The problem:
Search the records for the string "useless", then copy each line that has it.

Stored items from a collection:
PR #7455, opened 2023-05-18
Remove usage of boldsymbol in formulas

albert-github:
Only on a few places the `\boldsymbol` is used in formulas, this has been removed to make it consistent with other packages.

### DIFF
--- a/Barycentric_coordinates_2/doc/Barycentric_coordinates_2/Barycentric_coordinates_2.txt
+++ b/Barycentric_coordinates_2/doc/Barycentric_coordinates_2/Barycentric_coordinates_2.txt
@@ -584,7 +584,7 @@ one should be cautious when using the unnormalized mean value weights. In that c
 The harmonic coordinates are computed by solving the Laplace equation
 
 <center>
-\f$\Delta \boldsymbol{b} = \boldsymbol{0}\f$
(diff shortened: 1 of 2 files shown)


afabri (approved):

afabri:
When I saw `\mathbb`  [here](https://github.com/CGAL/cgal/blob/master/Mesh_3/doc/Mesh_3/Concepts/BisectionGeometricTraits_3.h#L15) I looked up this PR, but I guess `\mathbb` is ok. Or do we have a better maco for the Real Number letter?

albert-github:
@afabri 
A quick mockup (in Barycentric_coordinates_2/index.html#title19):
image

the first version is with `\boldsymbol`
the second version is as proposed in this PR
the third version is with `\mathbb`

A bit further down the page we have:
image

which is, originally, already like the version in this PR.

albert-github:
I checked the repository and as far as I can see there is none for it defined. There are some macros defined (a.o. some lowercase bold face and some uppercase roman.
A quick mockup:

image

first line `\mathbb`
second line `\mathrm`
third line `\mathbf`

So probably there will be different versions used throughout CGAL.

sloriot:
Successfully tested in CGAL-5.6-Ic-257

PR #7456, opened 2023-05-19
Upgrade FindTBB.cmake

### LINKED ISSUE #7349: CGAL's FindTBB.cmake creates target TBB::tbb
## Issue Details

In another program that uses CGAL we have the issue that in cmake, `if(TARGET TBB::tbb)` returns true even though TBB is not present on this system, causing the build to fail. That seems wrong.

We can work around it by `find_package(TBB CONFIG)` (we don't mind not supporting old TBB versions). Is that considered safe with respect to CGAL's use of TBB?

## Source Code
CMakeLists.txt
```cmake
cmake_minimum_required(VERSION 3.8)
project(Plouf)
find_package(TBB)
if (TARGET TBB::tbb)
  message("yes")
else()
  message("no")
endif()
```
```sh
cmake . -DCMAKE_MODULE_PATH=/usr/local/lib64/cmake/CGAL
```

## Environment

* Operating system (Windows/Mac/Linux, 32/64 bits): linux 64
* Compiler: gcc
* CGAL version: 5.4.1
* Other libraries versions if used (Eigen, TBB, etc.): CMake 3.16.2, no TBB

lrineau:
## Summary of Changes

Upgrade `FindTBB.cmake` with a copy of https://github.com/NVIDIA/thrust/blob/9f1cddc62b1bebbaeb8d07d4476c285be5aa0adc/thrust/cmake/FindTBB.cmake.

Fixes #7349.

## Release Management

### DIFF
--- a/Installation/cmake/modules/FindTBB.cmake
+++ b/Installation/cmake/modules/FindTBB.cmake
@@ -195,6 +195,25 @@ endmacro()
 # Get path, convert backslashes as ${ENV_${var}}
 getenv_path(TBB_ROOT)
 
+#start with looking for TBB_DIR and TBB_ROOT
+if((TBB_ROOT OR "$ENV{TBB_ROOT}" OR "$ENV{TBB_DIR}" ) AND NOT TBB_FOUND)
+  find_package(TBB QUIET NO_MODULE NO_CMAKE_SYSTEM_PATH NO_SYSTEM_ENVIRONMENT_PATH)
+endif()
+if(TBB_FOUND)
+  return()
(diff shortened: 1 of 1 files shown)


sloriot:
TBB config error here:
https://cgal.geometryfactory.com/CGAL/testsuite/CGAL-5.6-Ic-257/Mesh_3_Examples/TestReport_lrineau_Fedora-rawhide.gz
What surprises me is that it is mentioning a FindTBB from the system and not CGAL.

sloriot:

PR #7461, opened 2023-05-22
Inconsistent return type in Kernel_d concepts

mglisse:
## Summary of Changes

Reported by Michael Kerber: the concept https://doc.cgal.org/latest/Kernel_d/classKernel__d_1_1Contained__in__simplex__d.html documents a return type of Bounded_side but all implementations return bool instead. This is particularly confusing because Bounded_side could have made sense, and you can easily write code that compiles and gives nonsensical results.

## Release Management

* Affected package(s): Kernel_d


sloriot:
Successfully tested in CGAL-5.6-Ic-261

PR #7463, opened 2023-05-23
Polygonal Surface Reconstruction: adapted polygonal surface reconstruction to updated api of region growing

soesau:
## Summary of Changes

adapted polygonal surface reconstruction to updated api of region growing

## Release Management

* Affected package(s): Polygonal Surface Reconstruction


sloriot:
Successfully tested in CGAL-5.6-Ic-261

PR #7467, opened 2023-05-24
Stream support:  Upgrade to recent version of lib3MF

afabri:
## Summary of Changes

Upgrade to the latest version.

## Release Management


sloriot:
Maybe we should have a reader that does not depend on lib3MF. Extracting mesh information should not be that hard. Maybe we can assign this task to @SaillantNicolas ?

PR #7480, opened 2023-05-30
Add missing AppendedData closing tag, so vtu binary file contains valid xml

rdengate:
## Summary of Changes

Currently the binary vtu file written out by CGAL doesn't contain a closing XML tag for AppendedData. Meshio is unable to parse the vtu file, failing instead with an xml.etree.ElementTree.ParseError. Once the missing tag is added, meshio is able to parse the file correctly.

This bug doesn't affect the ascii vtu, only the binary version.

### DIFF
--- a/SMDS_3/include/CGAL/IO/output_to_vtu.h
+++ b/SMDS_3/include/CGAL/IO/output_to_vtu.h
@@ -333,7 +333,7 @@ void output_to_vtu_with_attributes(std::ostream& os,
     os << "<AppendedData encoding=\"raw\">\n_";
     write_c3t3_points(os,tr,V); // fills V if the mode is BINARY
     write_cells(os,c3t3,V);
-    for(std::size_t i = 0; i< attributes.size(); ++i)
+    for(std::size_t i = 0; i< attributes.size(); ++i) {
       switch(attributes[i].second.which()){
       case 0:
         write_attributes(os, *boost::get<const std::vector<double>* >(attributes[i].second));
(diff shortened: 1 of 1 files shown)


afabri:
Thank you for the bug report and proposed fix.   This should go into the branch `cgal/5.5.x-branch` instead of `master`.

afabri:
We should also add a testcase.

rdengate:
Thanks. I will fix this on Thursday.

sloriot:
If find the extra `_` fishy line 333:
```
os << "<AppendedData encoding=\"raw\">\n_";
```

sloriot:
> Thank you for the bug report and proposed fix. This should go into the branch `cgal/5.5.x-branch` instead of `master`.

The file was moved into a new package so backporting is not "trivial". We can keep targetting master IMHO.

rdengate:
> I find the extra `_` fishy line 333:
> 
> ```
> os << "<AppendedData encoding=\"raw\">\n_";
> ```

It is a bit fishy! However, also vitally important:

meshio/_vtu.py lines 176-178:

```
# The appended data always begins with a (meaningless) underscore.
if appended_data[0] != "_":
    raise ReadError()
```

and then it's used several more times. I don't know if programs other than
meshio use the underscore, but I wouldn't rule it out.

rdengate:
I'm working on a test case, but it'll probably not be finished before next Tues, and it won't be exhaustive. Is that okay? I'm testing whether the XML tags are all there for both the ascii and binary versions, and ignoring the question of whether the binary blob is valid. There are no existing test cases that cover vtu writing that I could find.

afabri:
Do you get the exception in a vtk library function when reading an incorrect file?   You are free to use such a function in the testsuite.

rdengate:
Thanks, I'll take a look at that one.

PR #7488, opened 2023-06-01
Corefinement: remove incorrect early exit

sloriot:
Always use classification on all patch polylines as an impossible operation flag could be set.


Polygon_mesh_processing/include/CGAL/Polygon_mesh_processing/internal/Corefinement/Face_graph_output_builder.h
```diff
@@ -1052,16 +1052,18 @@ class Face_graph_output_builder
...
-                !patch_status_was_not_already_set[3])
-              continue; // all patches were already classified, no need to redo it
+             if (!patch_status_was_not_already_set[0] &&
+                 !patch_status_was_not_already_set[1] &&
+                 !patch_status_was_not_already_set[2] &&
+                 !patch_status_was_not_already_set[3])
+               continue; // all patches were already classified, no need to redo it
           }
-#endif
+*/
```
albert-github, line 1066: Would be clearer to use here `#if 0` / `#endif`

sloriot:

PR #7490, opened 2023-06-01
Alpha Wrapping: minor cleanup

afabri:
## Summary of Changes

No need to set the precision or define a namespace alias.

## Release Management

* Affected package(s): Alpha_wrap_3


sloriot:

PR #7448, opened 2023-05-16
Triangulation_3: fix a race-condition in `Regular_triangulation_3::insert(begin, end)`.

lrineau:
## Summary of Changes

Fix a race-condition in `Regular_triangulation_3::insert(begin, end)`.

The race condition is in the batch insertion of a range of points, with or without info.

<details><summary><h3>Details...</h3> (click to open/close)</summary>

In the code of `insert(begin, end)`, after the spatial sorting, the points are inserted using a `tbb::parallel_for`. The insertion object used by the paraller-for inserts a sub-range of points, and maintain a thread-local `hint` of type `Vertex_handle`.

The problem is that one needs to call `hint->point()` **before** anything can be locked, and it is possible that the `hint` vertex is being modified by another thread.

The solution is to store the `Vertex_handle` *and its points* in the thread-local cache.

</details> 

## Release Management

* Affected package(s): Triangulation_3 
* Issue(s) solved (if any): fix #7295.
* License and copyright ownership: maintenance by GeometryFactory

PR #7496, opened 2023-06-05
Regular_triangulation_3: fix another race-condition

### LINKED ISSUE #7295: Potential race-condition in Triangulation_3
Reopened issue: see https://github.com/CGAL/cgal/issues/7295#issuecomment-1573284097.

---

This PR reveals the following error: https://cgal.geometryfactory.com/CGAL/testsuite/CGAL-5.6-Ic-184/Triangulation_3/TestReport_gimeno_ArchLinux-clang.gz and it seems related to the parallel insertion with a pb with a ref counted object. I cannot reproduce it locally. @mglisse does that ring a bell?

_Originally posted by @sloriot in https://github.com/CGAL/cgal/issues/7115#issuecomment-1442913374_

lrineau:
(Followup to the PR #7448.)

## Summary of Changes

During the insert or removal of points, in a regular triangulation, vertices can be destroy in the operation. During the removal of a range of vertices, that is obvious, but because of hidden points, even the insertion of new points can trigger the removal of vertices.

If the code keeps a `Vertex_handle hint` during the algorithm, that vertex can be destroyed, by another thread, and in particular its points can be destroyed. As the locking uses points, one have store store the points alongside the `Vertex_handle`, because the code `this->try_lock_point(hint->point())` accesses the point via an indirection *before* the lock.

With `Epick`, that was not detected, because the destruction of a point from `Epick` does nothing (the coordinates stay in memory). But with `Epeck`, a destruction of a point means that the `Handle` is assigned to a null pointer.

I have fixed one source of race-condition, and I have executed more that 10k runs without any assertion. But I have the impression that the code is still not correct, around those lines: 

https://github.com/lrineau/cgal/blob/8cd8bc7b0604d03511bb318ab2dc4c050e214562/Triangulation_3/include/CGAL/Regular_triangulation_3.h#L2622-L2626

The call to `finite_vertices_begin()` is not thread-safe: the first vertex might be under destruction by another thread. Or maybe destroyed between that call and the access to `hint->point()`. @MaelRL @sloriot I would like to discuss the issue.

## Release Management

* Issue(s) solved (if any): fix #7295

### DIFF
--- a/STL_Extension/include/CGAL/Spatial_lock_grid_3.h
+++ b/STL_Extension/include/CGAL/Spatial_lock_grid_3.h
@@ -209,7 +209,7 @@ public:
     int index_x = static_cast<int>( (CGAL::to_double(point.x()) - m_bbox.xmin()) * m_resolution_x);
     //index_x = std::max( 0, std::min(index_x, m_num_grid_cells_per_axis - 1) );
     index_x =
-      (index_x < 0 ?
+      (index_x < 0 ? /// @TODO: use std::clamp
         0
         : (index_x >= m_num_grid_cells_per_axis ?
             m_num_grid_cells_per_axis - 1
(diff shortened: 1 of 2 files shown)


sloriot:

Issue #7421, opened 2023-05-04
WLOP algorithm preserving original normal, colour and intensity map


ElHouas:
## Issue Details

Hello,
Thanks in advance for the help :)

I am processing a point cloud stored in a std::vector<PNCI>, the fields are defined as:

```
// Type declarations.
using Kernel = CGAL::Exact_predicates_inexact_constructions_kernel;
using FT       = typename Kernel::FT;
using Point_3  = typename Kernel::Point_3;
using Vector_3 = typename Kernel::Vector_3;
using Color    = typename std::array<unsigned char, 4>;
using Direction_3 = typename Kernel::Direction_3;

// Point with normal, color and intensity
using PNCI = std::tuple<Point_3, Vector_3, Color, int> ;
using Point_map = CGAL::Nth_of_tuple_property_map<0, PNCI> ;
using Normal_map = CGAL::Nth_of_tuple_property_map<1, PNCI> ;
using Color_map = CGAL::Nth_of_tuple_property_map<2, PNCI> ;
using Intensity_map = CGAL::Nth_of_tuple_property_map<3, PNCI> ;
```

After processing the point cloud, in the final step I want to perform WLOP and preserve the original normal, colour and intensity values. I map back again using std::transform, but the properties are not mapped correctly as I see in the pointcloud colour values that not correspond to the original points. 

I already tried adding normal_map, color_map and intensity_map as values in CGAL::parameters. It did not work...

Here is a snippet of the code I am using for wlop:

## Source Code

```
std::vector<Point_3> output;
  const double retain_percentage = 2;   // percentage of points to retain.
  const double neighbor_radius = 0.4;   // neighbors size.
  CGAL::wlop_simplify_and_regularize_point_set<Concurrency_tag>
  (point_cloud, std::back_inserter(output), CGAL::parameters::point_map(Point_map()).select_percentage(retain_percentage).neighbor_radius(neighbor_radius));

  std::vector<PNCI> point_cloud_filtered;
  point_cloud_filtered.reserve(output.size());
  std::transform(output.begin(), output.end(), point_cloud.begin(),
                std::back_inserter(point_cloud_filtered),
                [](const Point_3& point, const PNCI& pnci) -> PNCI {
                    const Vector_3& normal = get<1>(pnci);
                    const Color& color = get<2>(pnci);
                    int I = get<3>(pnci);

                    return std::make_tuple(point,normal,color,I);
                });
```

## Environment

[...]

PR #7497, opened 2023-06-05
PSP: wlop_simplify() performance improvement

afabri:
## Summary of Changes

While reading code so that I could answer #7421 I noticed that we should call `vector<T>::reserve()` and `vector<T>swap()`.

## Release Management


sloriot:

PR #7498, opened 2023-06-05
Fix link issue with pointmatcher

sloriot:
It's a bug on libpointmatcher side IMO as it should be part of the variables providing deps to link with. But let's test it first before opening a PR.


sloriot:

PR #4389, opened 2019-12-03
Fix  DT3 parallel performance loss (issue #4388)

lrineau:
## Summary of Changes

Fix #4388.

This fixes the performance loss.

With the macro `CGAL_CONCURRENT_COMPACT_CONTAINER_APPROXIMATE_SIZE` defined to `1`, then the `Concurrent_compact_container` implements a function `approximate_size()`, but at a cost of 3% of performance loss, even if the function is not used (to maintain the atomic values).

## Release Management

* Affected package(s): STL_Extension, Triangulation_[23]
* Issue(s) solved (if any): fix #4388 
* License and copyright ownership: maintenance by GF

**PR #4392 is the same patch, but for the branch of 4.14.x.**

PR #7500, opened 2023-06-07
Add stop button for AW3 demo

MaelRL:
## Release Management

* Affected package(s): `Polyhedron`, `Alpha_wrap_3`
* Issue(s) solved (if any): -

### DIFF
--- a/Polyhedron/demo/Polyhedron/Plugins/Alpha_wrap_3/Alpha_wrap_3_plugin.cpp
+++ b/Polyhedron/demo/Polyhedron/Plugins/Alpha_wrap_3/Alpha_wrap_3_plugin.cpp
@@ -485,7 +485,7 @@ public Q_SLOTS:
   // This is for the message box and thread interruption
   void wrapping_done(Wrapper_thread* wrapper_thread)
   {
-    Scene_surface_mesh_item* wrap_item = new Scene_surface_mesh_item(wrapper_thread->wrap);
+    Scene_surface_mesh_item* wrap_item = new Scene_surface_mesh_item(std::move(wrapper_thread->wrap));
     wrap_item->setName(tr("Wrap with alpha %2 offset %3").arg(wrapper_thread->alpha)
                                                          .arg(wrapper_thread->offset));
     wrap_item->setColor(Qt::gray);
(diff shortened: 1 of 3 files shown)


Polyhedron/demo/Polyhedron/Plugins/Alpha_wrap_3/Alpha_wrap_3_plugin.cpp
```diff
@@ -127,85 +169,143 @@ struct Iterative_AW3_visualization_visitor
...
+
+    std::cout << "Wrapping took " << elapsed_timer.elapsed() / 1000. << "s" << std::endl;
   }
+
+public Q_SLOTS:
+  void emit_status()
+  {
+    Q_EMIT status_report(QString("%1 vertices").arg(wrapper.triangulation().number_of_vertices()));
+  }
+
```
lrineau, line 304: That is the only place where I might see an issue. But the Mesh_3 plugin has the same: the timer is created and started in the main thread, so this slot will be called by the main thread. The call `wrapper.triangulation().number_of_vertices()` is not thread-safe. However, the only consequence I can see is a possible incoherent number of vertices during one iteration of the slot.

Polyhedron/demo/Polyhedron/Plugins/Alpha_wrap_3/Alpha_wrap_3_plugin.cpp
```diff
@@ -275,35 +386,138 @@ class Polyhedron_demo_alpha_wrap_3_plugin
...
+  void reset_iterative_wrap_item()
+  {
+    m_iterative_wrap_item = nullptr;
+  }
+
+  // This is for the message box and thread interruption
+  void wrapping_done(Wrapper_thread* wrapper_thread)
+  {
+    Scene_surface_mesh_item* wrap_item = new Scene_surface_mesh_item(wrapper_thread->wrap);
```
lrineau, line 488: To avoid a copy: move the `wrap` surface mesh, that is useless after that call:
```suggestion
    Scene_surface_mesh_item* wrap_item = new Scene_surface_mesh_item(std::move(wrapper_thread->wrap));
```

lrineau (commented):
I have compile and tried the plugin, and reviewed as much code as possible. It seems fine. I have two minor comments.

Polyhedron/demo/Polyhedron/Plugins/Alpha_wrap_3/Alpha_wrap_3_plugin.cpp
lrineau: That is related to the macro `CGAL_CONCURRENT_COMPACT_CONTAINER_APPROXIMATE_SIZE` from PR #4389.

sloriot:

sloriot:
Successfully tested in CGAL-6.0-Ic-15

PR #7508, opened 2023-06-09
Offset Meshing Plugin Improvements

MaelRL:
## Summary of Changes

- fixed broken formula for surface mesh and polygon soup items creating inverted meshes and sometimes triggering Mesh_3 assertions
 - fixed not even actually working for polygon soups...
- fixed applicable() allowing wrong item combinations
- fixed a few crashes (like crashing for non-triangulated inputs)
- fixed some memory leaks
- fixed UI file names (used PMP::iso_remeshing names)
- fixed inflate() needlessly normalizing already normalized normals
- removed useless sqrts in offset meshing implicit function: we just need a label, we don't care about the actual distance
- avoid recomputing bbox way too many times
- cleaned UI
- some more stuff

## Release Management

* Issue(s) solved (if any): -


sloriot:

PR #7512, opened 2023-06-13
create a new CMake function CGAL_setup_CGAL_flags

lrineau:
That new CMake function will ease the work with the Conan CGAL package.


sloriot:

PR #6967, opened 2022-10-14
GSoC'22: New CGAL's design to handle basic viewers 

gdamiand:
Fixes https://github.com/CGAL/cgal/issues/6943
Replace PR #6921

Mostafa Ashraf's GSoC 2022 Submission

Mentor: @gdamiand
GitHub Page: https://github.com/Mostafa-ashraf19
LinkedIn: [Mostafa Ashraf](https://www.linkedin.com/in/mostafa-ashraf-a62807142/)

Link to the [Reference Manual](https://cgal.github.io/6967/v1/Basic_viewer/group__PkgBasicViewerRef.html)

## TODOs:
@gdamiand

- [x] Add Custom KeyPressEvent SimpleSurfaceMeshWithSmallFacesViewerQt, draw_surface_mesh_small_faces.h.
- [x]  Continue Documenting the project.
- [x] Add something to `CHANGES.md`
- [x] check branch size (for @sloriot)
## Review
File to review:

- [x] Boolean_set_operations_2 draw_polygon_set_2.h
- [x] BGL draw_face_graph.h
- [x] GraphicsView Buffer_for_vao.h 
- [x] GraphicsView Drawing_functor.h 
- [x] GraphicsView Graphic_buffer.h 
- [x] GraphicsView Basic_viewer_qt.h
- [x] Linear_cell_complex Viewer.h
- [x] Linear_cell_complex Viewer.cpp
- [x] Linear_cell_complex typedefs.h
- [x] Linear_cell_complex draw_linear_cell_complex.h
- [x] Nef_3 draw_nef_3.h
- [x] Periodic_2_triangulation_2 draw_periodic_2_triangulation_2.h
- [x] Point_set_3 draw_point_set_3.h
- [x] Polygon draw_polygon_2.h
- [x] Polygon draw_polygon_with_holes_2.h
- [x] Polyhedron draw_polyhedron.h
- [x] Straight_skeleton_2 draw_straight_skeleton_2.h
- [x] Surface_mesh/examples/Surface_mesh/draw_surface_mesh_small_faces.h
- [x] Surface_mesh draw_surface_mesh.h
- [x] Surface_mesh_topology/examples/Surface_mesh_topology/draw_facewidth.h
- [x] Surface_mesh_topology/examples/Surface_mesh_topology/unsew_edgewidth_repeatedly.cpp
- [x] Surface_mesh_topology draw_face_graph_with_paths.h
- [x] Triangulation_2 draw_triangulation_2.h
[...]

PR #7523, opened 2023-06-14
Fix typos in the user manual for the surface mesh segmentation pkg

nmnobre:
Hi @sloriot,

New user and new contributor here, so I hope I'm doing this right. :)

## Summary of Changes

The description for the second term of the energy function used for hard clustering should, I believe, say its contribution increases for facets sharing a sharp and concave edge when they belong to _different_ clusters.
The remaining tweaks are just for improved readability.

## Release Management

* Affected package(s): Triangulated Surface Mesh Segmentation


sloriot:
One small comment: if you want this to be released with the next release, it should be based on the branch `5.6.x-branch`.

See: https://github.com/CGAL/cgal/wiki/Source-Code-Management-with-Git#rebase-an-existing-bug-fix-branch

nmnobre:
> One small comment: if you want this to be released with the next release, it should be based on the branch `5.6.x-branch`.

Done.

Surface_mesh_segmentation/doc/Surface_mesh_segmentation/Surface_Mesh_Segmentation.txt
```diff
@@ -216,7 +217,7 @@ When using a `Surface_mesh`, you can use the built-in property mechanism.
 <!-- \subsection SMSRuntime Runtime of the functions sdf_values() and segmentation_from_sdf_values() -->
 
 The following tables provide the runtime of the functions `sdf_values()` and `segmentation_from_sdf_values()`.
-The results were produced with the release 4.4 of \cgal, on an Intel i7 3.2 Ghz laptop with 8 GB RAM, compiled by Visual C++ 2010 with /O2 option.
+The results were produced with the release 4.4 of \cgal, on an Intel i7 3.2 GHz laptop with 8 GB RAM, compiled by Visual C++ 2010 with /O2 option.
```
albert-github, line 220: I see a similar problem in Spatial_searching/doc/Spatial_searching/Spatial_searching.txt

nmnobre: Done.

nmnobre:
Hi @sloriot,

Slightly unrelated, but I thought I could avoid opening a new issue.
How do you usually visualise the results of a surface mesh segmentation?
In other words, how did you generate the nice pictures on the user manual? :)

-Nuno

sloriot:
We are using the Polyhedron demo. It is located in `demo/Polyhedron` in a flat release or `Polyhedron/demo/Polyhedron` in a git checkout. You can get a precompiled version for windows [here](https://www.cgal.org/demo/5.6/polyhedron_3.zip). Dlls to be put in the same directory as `Polyehdron_3.exe` can be downloaded [here](https://www.cgal.org/demo/5.6/CGAL-demoDLLs.zip).

afabri:
@gdamiand does the `draw()`  function allow to specify per face colors with a property map of a `Surface_mesh`?

afabri:
So we should update the [documentation](https://cgal.geometryfactory.com/CGAL/doc/master/Surface_mesh/group__PkgDrawSurfaceMesh.html)   and maybe add an example that uses the `draw()` function.   @MaelRL just pointed out that we also have a function to produce a color map for a range of indices. However that is  in the Polyhedron demo and not a documented function.

gdamiand:
Indeed @afabri But I suggest to update the documentation after the switch to the new basic viewer api  cf #6967  (I hope submit the small feature soon...).

afabri (approved):

nmnobre:
Hey,

Sorry for taking advantage of the open PR for adding some extra commits while it wasn't approved by a maintainer.
I'll stop now. I just have a final question, in the following manual, do we want to say `Facet_handle` instead?

https://github.com/CGAL/cgal/blob/4673df281a195fa7977b242d8e6fe57f8e241b67/BGL/doc/BGL/graph_traits.txt#L62

I know `Face_handle` exists, but it doesn't seem to be documented?

sloriot (approved):

sloriot:
Successfully tested in CGAL-6.0-Ic-6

Your solution:
lrineau, line 488: To avoid a copy: move the `wrap` surface mesh, that is useless after that call:
- removed useless sqrts in offset meshing implicit function: we just need a label, we don't care about the actual distance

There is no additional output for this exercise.